Institutions: The formal (rules, laws, constitutions, organizational entities) and informal (norms of behaviour, conventions, codes of conduct) practices that structure human interaction (Armitage et al. 2009).

Institutional Interplay and Linkages: Relationships among organizations and institutions, both vertically across levels and horizontally within the same level, have been identified as critical factors in building resilient social-ecological systems (Gunderson et al. 2006).

Integrative science: Methods and processes to support suitable institutional responses, a broader planning perspective, and development of suitable resilience-building strategies (Miller et al. 2010).

Level: see scale.

Memory: Accumulated experience and history of the system (both social and ecological) which provide the basis for self-organization (Armitage et al. 2009).

Multi-Level Governance: Governance involving links that may be horizontal (across geographic space) or vertical (across levels of organization), with the recognition that there often is no single spatial or temporal level of analysis for governing social-ecological systems (Brondizio et al. 2009).

Networks: The interconnections among people and organizations within a social-ecological system. Networks may structure themselves around resource use, administrative responsibility and/or other functions and may be connected to other networks (Armitage et al. 2009).

Polycentric Systems: Institutions which are nested, quasi-autonomous decision-making units operating at multiple scales, balancing between centralized and decentralized control (Folke et al. 2005).

Regime Shift: A regime shift (or “flip”) is said to occur when a critical threshold has been crossed and a system shifts into an alternate configuration controlled by different feedbacks.

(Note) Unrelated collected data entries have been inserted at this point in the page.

PR #1155, opened 2019-03-11
extract multisearch strategy into interface

mschoch:
this change would allow an IndexAlias or MultiSearch user
to control the amount and type of concurrency used while
executing searches across several indexes

this change also introduces a new pooled implementation which
limits a number of searches executed at one time

In one of my tests (doing MatchAll across 100 local bleve indexes)
I observe the following with default behavior today:

```
$ /usr/bin/time -v ./sirmemsalot -count 5
	Command being timed: "./sirmemsalot -count 5"
	User time (seconds): 11.56
	System time (seconds): 0.69
	Percent of CPU this job got: 287%
	Elapsed (wall clock) time (h:mm:ss or m:ss): 0:04.27
	Average shared text size (kbytes): 0
	Average unshared data size (kbytes): 0
	Average stack size (kbytes): 0
	Average total size (kbytes): 0
	Maximum resident set size (kbytes): 860312
	Average resident set size (kbytes): 0
	Major (requiring I/O) page faults: 7769
	Minor (reclaiming a frame) page faults: 101423
	Voluntary context switches: 11912
	Involuntary context switches: 1579
	Swaps: 0
	File system inputs: 1341640
	File system outputs: 4000
	Socket messages sent: 0
	Socket messages received: 0
	Signals delivered: 0
	Page size (bytes): 4096
	Exit status: 0
```

And hten when I use the new pooled implementation with the pool
size capped at 4, I see:

```
$ /usr/bin/time -v ./sirmemsalot -count 5 -pool 4
2019/03/11 11:40:28 yeah pool is 4
	Command being timed: "./sirmemsalot -count 5 -pool 4"
	User time (seconds): 7.80
	System time (seconds): 0.34
	Percent of CPU this job got: 280%
	Elapsed (wall clock) time (h:mm:ss or m:ss): 0:02.89
	Average shared text size (kbytes): 0
	Average unshared data size (kbytes): 0
	Average stack size (kbytes): 0
	Average total size (kbytes): 0
	Maximum resident set size (kbytes): 820284
	Average resident set size (kbytes): 0
	Major (requiring I/O) page faults: 65
	Minor (reclaiming a frame) page faults: 103393
	Voluntary context switches: 3937
	Involuntary context switches: 666
	Swaps: 0
	File system inputs: 1800
	File system outputs: 4000
	Socket messages sent: 0
	Socket messages received: 0
	Signals delivered: 0
	Page size (bytes): 4096
	Exit status: 0
```

### DIFF
--- a/index_alias_impl.go
+++ b/index_alias_impl.go
@@ -28,19 +28,27 @@ import (
 )
 
 type indexAliasImpl struct {
-	name    string
-	indexes []Index
-	mutex   sync.RWMutex
-	open    bool
+	name     string
+	indexes  []Index
+	mutex    sync.RWMutex
+	open     bool
+	strategy MultiSearchExecutionStrategy
 }
 
 // NewIndexAlias creates a new IndexAlias over the provided
 // Index objects.
 func NewIndexAlias(indexes ...Index) *indexAliasImpl {
+	return NewIndexAliasWithStrategy(nil, indexes...)
+}
+
+// NewIndexAlias creates a new IndexAlias over the provided
+// Index objects.
+func NewIndexAliasWithStrategy(strategy MultiSearchExecutionStrategy, indexes ...Index) *indexAliasImpl {
 	return &indexAliasImpl{
-		name:    "alias",
-		indexes: indexes,
-		open:    true,
+		name:     "alias",
+		indexes:  indexes,
+		open:     true,
+		strategy: strategy,
 	}
 }
 
@@ -159,7 +167,7 @@ func (i *indexAliasImpl) SearchInContext(ctx context.Context, req *SearchRequest
 		return i.indexes[0].SearchInContext(ctx, req)
 	}
 
-	return MultiSearch(ctx, req, i.indexes...)
+	return MultiSearchWithStrategy(ctx, req, i.strategy, i.indexes...)
 }
 
 func (i *indexAliasImpl) Fields() ([]string, error) {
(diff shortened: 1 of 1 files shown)


mschoch:
This commit is mainly to start the conversation.  Our goal was to reduce peak memory use, and this seems to only slightly improve that metric.  However, it did run considerably faster, so it may be beneficial anyway.

Also, I'm open to coming up with better ways to measure this.  Currently this was done by creating index alias over 100 copies of a beer-search index.  Then running MatchAll with size=math.MaxInt64.  All of the indexes have the same IDs, so the result merging behavior may not be typical, but that seemed outside the scope of the original measurement (focusing on memory usage).

mschoch:
OK, I think I have to walk back some of the original data I posted, and some of the conclusions that were drawn from them.  The major page faults were NOT related to the multi-search strategy, instead they indicate that during that run none of the indexes were in memory yet.  Even using the current default multi-search strategy, when run subsequently it is nearly as fast and also has 0 major page faults.

Here is some more complete data, including multiple runs for each setting, and throwing out the initial (cache-loading) runs.

sirmemsalot-conc-1

And, I added the ability to have multiple clients (goroutines) running their searches concurrently.  I tested with a modest setting of 4:

sirmemsalot-conc-4

It seems there are very few statistically significant variations...

sreekanth-cb:
thanks @mschoch for the detailed analysis. I tried the logic discussed above with CBFT (concurrent remote & controlled concurrent local partitions) and number variations were barely noticeable.

tylerkovacs:
Even without performance gains, this change would be extremely useful for me since it provides a mechanism to constrain query concurrency. Here's a little bit more detail about my use case:

I build my index on one machine and deploy (by copying the index) to other machines. The machine that builds the index has many more cores than the machines that handle queries. To make index creation as fast as possible, I build many index shards in parallel (where shard count == # of cores on the index build machine).

But since the machines handling queries have less cores, this means that each query maxes out all available cores (since, on master, bleve spawns a goroutine to query each shard in the `bleve.IndexAlias`). There are other apps running on my query machines, so it would be nice to be able to constrain concurrency on each query. `PooledMultiSearchExecutionStrategy.MaxConcurrent` provides an elegant hook to do so.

Resilience: the capacity of a system to absorb disturbance and reorganize while undergoing change so as to still retain essentially the same function, structure, identity and feedbacks (Walker et al. 2004).

Scale: The spatial, temporal, quantitative, or analytical dimensions used to measure and study any phenomenon; levels are the units of analysis that are located at different positions on a scale (Cash et al. 2006).

Self-Organization: In adaptive co-management, self-organization involves the emergence of formal and informal networks, working in a collaborative and creative process, often drawing on a range of knowledge sources and ideas (Armitage et al. 2009).

Social Capital: The social norms, networks of reciprocity and exchange, and relationships of trust that enable people to act collectively (Armitage et al. 2009).

Social-Ecological Systems: integrated complex systems that include social (human) and ecological (biophysical) subsystems in a two-way feedback relationship (Berkes 2011).

Social Learning: The collaborative or mutual development and sharing of knowledge by multiple stakeholders through learning-by-doing. Learning may involve the identification of strategies or actions (e.g., harvesting techniques) to resolve specific problems and improve outcomes (e.g., improved incomes, higher yields). Alternatively, learning may involve fundamental changes in underlying values or worldviews, sometimes referred to as transformative learning.

Stewardship (ecosystem stewardship): A strategy to respond to and shape social-ecological systems under conditions of uncertainty and change, to sustain the supply and opportunities for use of ecosystem services to support human well-being (Chapin et al. 2010).

Surprise: Unexpected findings about the natural environment or social-ecological system that do not conform to formal hypotheses or working conceptions of what is deemed likely (Lindenmayer et al. 2010).

Threshold: An abrupt breaking point between alternate states of a system, where a small change in the controlling variable produces a large change in the characteristic structure, function and feedbacks of the system (Arctic Council 2013).

Tipping Point: A kind of threshold characterized by bifurcation in a system (Arctic Council 2013).

Wicked Problems: Problems that have no definitive formulation, no stopping rule, and no test for a solution.